PR #125, opened 2026-09-05
Catalog: one writer cannot publish twice at once -- serialise per writer, bind to its process

zaoxing:
Post-merge finding on #119 from real ClickHouse testing: two concurrent
`publish_snapshot()` calls on one `ClickHouseCatalogWriter` both renew the same
`lease_id`, both pass the fence, and the version barrier inside each
`INSERT ... SELECT` is evaluated at admission rather than serialised against
the other statement, so both watermark rows land in either order and a reader
pinned at the higher watermark sees the lower version's membership arrive
underneath it (W=36 grew 35->36, W=74 grew 73->74; 300/300 rounds landed both,
57 exposed the higher first).

The fence identifies a **holder**, not an operation, and ClickHouse offers no
statement-level serialisation to lean on, so the exclusion sits where the
shared identity is minted:

- `ClickHouseCatalogWriter` holds one re-entrant lock across `publish_snapshot`,
  `allocate_version`, `ensure_schema` and the lease operations. One publish is
  in flight per writer, and therefore per lease; a second caller waits. This
  does not order allocation against publication and need not: a thread that
  allocated the lower version and publishes second is refused by the barrier as
  before and re-allocated by the indexer.
- The writer records its owning PID and refuses every lease-bearing operation
  from another process. A forked child inherits the parent's `PublisherLease`
  and would publish under the same `lease_id` from an address space no lock
  reaches.
- Contract, stated in `docs/catalog-descriptor-key.md`: a writer and its lease
  belong to one process, and the writer may be shared between threads of that
  process. A per-operation token through renew and fence was considered and not
  taken; it turns the race into a fence-out for one side but leaves the
  in-flight window open.

Tests first. Against the writer as merged in #119:

    test_two_concurrent_publishes_on_one_writer_are_serialised     FAILED
    test_a_writer_used_from_another_process_refuses_to_publish     FAILED (DID NOT RAISE)
    test_a_publish_that_fails_releases_the_writer_for_the_next_one PASSED

The first fails on its load-bearing assertion: publisher B issued statements
while publisher A's publish was in flight on the same writer. The second fails
because nothing binds a writer to a process. The third passes trivially and
exists to guard the fix. All three pass on this head; the concurrency test was
run 30 times in a row without a flake, and the PID guard was also exercised
against a real `os.fork()` child. The live reproduction (two threads, one
writer, adjacent versions, 300 rounds) is the check that closes it on a real
server; the `clickhouse-live` CI job runs against ClickHouse 25.12.

### DIFF
--- a/src/dmi/storage/capture/clickhouse_catalog.py
+++ b/src/dmi/storage/capture/clickhouse_catalog.py
@@ -1,6 +1,8 @@
 from __future__ import annotations
 
+import os
 import secrets
+import threading
 from collections.abc import Callable, Sequence
 from dataclasses import dataclass
 from time import sleep as _sleep, time_ns
@@ -9,6 +11,7 @@ from uuid import uuid4
 from .catalog import (
     CatalogVersionAllocationError,
     PackIdentity,
+    PublisherLeaseError,
     SnapshotPublishConflictError,
     SnapshotPublishRaceError,
 )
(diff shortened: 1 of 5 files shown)


src/dmi/storage/capture/clickhouse_catalog.py
```diff
@@ -764,7 +831,20 @@ def allocate_version(self) -> int:
...
+        not interleave the floor read, the claim and the read-back of one
+        attempt with another's. This does not order allocation against
+        publication -- a thread may allocate the lower version and publish
+        second -- and does not need to: the barrier inside the watermark
+        statement refuses a version that is not above the published head, and
+        the indexer re-allocates. What the lock removes is the case the fence
+        cannot see, two publishes in flight at once under one lease.
         """
+        with self._serial:
+            return self._allocate_version_serialised()
```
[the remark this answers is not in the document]
zaoxing: Correct, and fixed in 13b4731. `allocate_version` now runs `_owned_by_this_process()` under the lock like the other operations, matching the documented contract. The cross-process test asserts it raises `PublisherLeaseError` and that no claim row reached the server; against the previous head that assertion failed with DID NOT RAISE. `make check` is green on the new head.

---

src/dmi/storage/capture/clickhouse_catalog.py
```diff
@@ -305,6 +379,25 @@ def publish_snapshot(
         this module's taxonomy should treat a driver exception from a publish
         as "outcome unknown: re-acquire and re-index".
         """
+        self._owned_by_this_process()
+        with self._serial:
```
Samfisheryu, line 456: **Blocker: quarantine the lease after an outcome-unknown fenced write before releasing this serializer.** The lock covers only the Python call lifetime. If the watermark INSERT has reached ClickHouse but `execute()` returns a transport/interrupt error while the server statement is still running, this context exits with the current lease intact. The waiting publish then renews the same `lease_id` and can publish a higher watermark before the first statement lands. I reproduced this on real ClickHouse: B returned with only W=2 visible; A's delayed W=1 then landed, and the same pinned W=2 membership grew from 1 to 2. Calling `acquire_publisher_lease()` as the doc recommends does not help because an existing local lease deliberately reuses its ID. On an ambiguous outcome, invalidate/quarantine that identity without an early release tombstone, and do not let a successor publish until the old operation is proven finished/cancelled or its lease window has expired. Known-complete errors such as `SnapshotPublishRaceError` can still release normally.

Samfisheryu (changes requested):
The normal completion path is correctly serialized, and the latest commit also closes the shared-client overlap. One outcome-unknown path still recreates the pinned-snapshot race, so I cannot approve this yet.

src/dmi/storage/capture/clickhouse_catalog.py
zaoxing: Fixed in 08f6cb6, as specified: an outcome-unknown failure now invalidates the identity without an early release tombstone, and no successor publishes until the window has expired.

- `ClickHouseLeaseCoordinator.discard_local_lease()` drops the local identity with no tombstone write, so the server row stays live and refuses other writers claims there too.
- `publish_snapshot`, `acquire_publisher_lease` and `renew_publisher_lease` quarantine on any non-taxonomy exception (transport/interrupt included) and refuse for a full `lease_ttl_ns`; known-complete failures (`SnapshotPublishRaceError`, `SnapshotPublishConflictError`, lost lease) release normally and the next publish proceeds at once.
- `release_publisher_lease()` stays a no-op while quarantined, so nothing hands a successor a fresh term inside the window.
- `test_an_outcome_unknown_publish_quarantines_the_lease_until_its_window_expires` pins it: a watermark INSERT that lands and then raises leaves the writer leaseless with no tombstone, refuses every lease-bearing operation, and publishes again only under a fresh identity past the window. The transient-outage fault test now pins refusal-then-recovery instead of immediate convergence.

CPU suites green (348 across catalog/faults/indexer/allocation/reader; full `-m cpu` shows only the 5 pre-existing fsync environment failures that also fail on `main`).

Samfisheryu (approved):
The outcome-unknown path is now closed: the old lease identity is quarantined without an early tombstone, waiting publishers are refused, and recovery uses a fresh identity only after the lease window. The real ClickHouse late-watermark reproduction no longer grows a pinned snapshot; normal 300-round concurrency, shared-client, fork/PID, and recovery regressions also pass.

• **Work instructions**:
Every entry above has to be returned exactly as written.

• **Expected answer**:
PR #125, opened 2026-09-05
Catalog: one writer cannot publish twice at once -- serialise per writer, bind to its process

zaoxing:
Post-merge finding on #119 from real ClickHouse testing: two concurrent
`publish_snapshot()` calls on one `ClickHouseCatalogWriter` both renew the same
`lease_id`, both pass the fence, and the version barrier inside each
`INSERT ... SELECT` is evaluated at admission rather than serialised against
the other statement, so both watermark rows land in either order and a reader
pinned at the higher watermark sees the lower version's membership arrive
underneath it (W=36 grew 35->36, W=74 grew 73->74; 300/300 rounds landed both,
57 exposed the higher first).

The fence identifies a **holder**, not an operation, and ClickHouse offers no
statement-level serialisation to lean on, so the exclusion sits where the
shared identity is minted:

- `ClickHouseCatalogWriter` holds one re-entrant lock across `publish_snapshot`,
  `allocate_version`, `ensure_schema` and the lease operations. One publish is
  in flight per writer, and therefore per lease; a second caller waits. This
  does not order allocation against publication and need not: a thread that
  allocated the lower version and publishes second is refused by the barrier as
  before and re-allocated by the indexer.
- The writer records its owning PID and refuses every lease-bearing operation
  from another process. A forked child inherits the parent's `PublisherLease`
  and would publish under the same `lease_id` from an address space no lock
  reaches.
- Contract, stated in `docs/catalog-descriptor-key.md`: a writer and its lease
  belong to one process, and the writer may be shared between threads of that
  process. A per-operation token through renew and fence was considered and not
  taken; it turns the race into a fence-out for one side but leaves the
  in-flight window open.

Tests first. Against the writer as merged in #119:

    test_two_concurrent_publishes_on_one_writer_are_serialised     FAILED
    test_a_writer_used_from_another_process_refuses_to_publish     FAILED (DID NOT RAISE)
    test_a_publish_that_fails_releases_the_writer_for_the_next_one PASSED

The first fails on its load-bearing assertion: publisher B issued statements
while publisher A's publish was in flight on the same writer. The second fails
because nothing binds a writer to a process. The third passes trivially and
exists to guard the fix. All three pass on this head; the concurrency test was
run 30 times in a row without a flake, and the PID guard was also exercised
against a real `os.fork()` child. The live reproduction (two threads, one
writer, adjacent versions, 300 rounds) is the check that closes it on a real
server; the `clickhouse-live` CI job runs against ClickHouse 25.12.

### DIFF
--- a/src/dmi/storage/capture/clickhouse_catalog.py
+++ b/src/dmi/storage/capture/clickhouse_catalog.py
@@ -1,6 +1,8 @@
 from __future__ import annotations
 
+import os
 import secrets
+import threading
 from collections.abc import Callable, Sequence
 from dataclasses import dataclass
 from time import sleep as _sleep, time_ns
@@ -9,6 +11,7 @@ from uuid import uuid4
 from .catalog import (
     CatalogVersionAllocationError,
     PackIdentity,
+    PublisherLeaseError,
     SnapshotPublishConflictError,
     SnapshotPublishRaceError,
 )
(diff shortened: 1 of 5 files shown)


src/dmi/storage/capture/clickhouse_catalog.py
```diff
@@ -764,7 +831,20 @@ def allocate_version(self) -> int:
...
+        not interleave the floor read, the claim and the read-back of one
+        attempt with another's. This does not order allocation against
+        publication -- a thread may allocate the lower version and publish
+        second -- and does not need to: the barrier inside the watermark
+        statement refuses a version that is not above the published head, and
+        the indexer re-allocates. What the lock removes is the case the fence
+        cannot see, two publishes in flight at once under one lease.
         """
+        with self._serial:
+            return self._allocate_version_serialised()
```
[the remark this answers is not in the document]
zaoxing: Correct, and fixed in 13b4731. `allocate_version` now runs `_owned_by_this_process()` under the lock like the other operations, matching the documented contract. The cross-process test asserts it raises `PublisherLeaseError` and that no claim row reached the server; against the previous head that assertion failed with DID NOT RAISE. `make check` is green on the new head.

---

src/dmi/storage/capture/clickhouse_catalog.py
```diff
@@ -305,6 +379,25 @@ def publish_snapshot(
         this module's taxonomy should treat a driver exception from a publish
         as "outcome unknown: re-acquire and re-index".
         """
+        self._owned_by_this_process()
+        with self._serial:
```
Samfisheryu, line 456: **Blocker: quarantine the lease after an outcome-unknown fenced write before releasing this serializer.** The lock covers only the Python call lifetime. If the watermark INSERT has reached ClickHouse but `execute()` returns a transport/interrupt error while the server statement is still running, this context exits with the current lease intact. The waiting publish then renews the same `lease_id` and can publish a higher watermark before the first statement lands. I reproduced this on real ClickHouse: B returned with only W=2 visible; A's delayed W=1 then landed, and the same pinned W=2 membership grew from 1 to 2. Calling `acquire_publisher_lease()` as the doc recommends does not help because an existing local lease deliberately reuses its ID. On an ambiguous outcome, invalidate/quarantine that identity without an early release tombstone, and do not let a successor publish until the old operation is proven finished/cancelled or its lease window has expired. Known-complete errors such as `SnapshotPublishRaceError` can still release normally.

Samfisheryu (changes requested):
The normal completion path is correctly serialized, and the latest commit also closes the shared-client overlap. One outcome-unknown path still recreates the pinned-snapshot race, so I cannot approve this yet.

src/dmi/storage/capture/clickhouse_catalog.py
zaoxing: Fixed in 08f6cb6, as specified: an outcome-unknown failure now invalidates the identity without an early release tombstone, and no successor publishes until the window has expired.

- `ClickHouseLeaseCoordinator.discard_local_lease()` drops the local identity with no tombstone write, so the server row stays live and refuses other writers claims there too.
- `publish_snapshot`, `acquire_publisher_lease` and `renew_publisher_lease` quarantine on any non-taxonomy exception (transport/interrupt included) and refuse for a full `lease_ttl_ns`; known-complete failures (`SnapshotPublishRaceError`, `SnapshotPublishConflictError`, lost lease) release normally and the next publish proceeds at once.
- `release_publisher_lease()` stays a no-op while quarantined, so nothing hands a successor a fresh term inside the window.
- `test_an_outcome_unknown_publish_quarantines_the_lease_until_its_window_expires` pins it: a watermark INSERT that lands and then raises leaves the writer leaseless with no tombstone, refuses every lease-bearing operation, and publishes again only under a fresh identity past the window. The transient-outage fault test now pins refusal-then-recovery instead of immediate convergence.

CPU suites green (348 across catalog/faults/indexer/allocation/reader; full `-m cpu` shows only the 5 pre-existing fsync environment failures that also fail on `main`).

Samfisheryu (approved):
The outcome-unknown path is now closed: the old lease identity is quarantined without an early tombstone, waiting publishers are refused, and recovery uses a fresh identity only after the lease window. The real ClickHouse late-watermark reproduction no longer grows a pinned snapshot; normal 300-round concurrency, shared-client, fork/PID, and recovery regressions also pass.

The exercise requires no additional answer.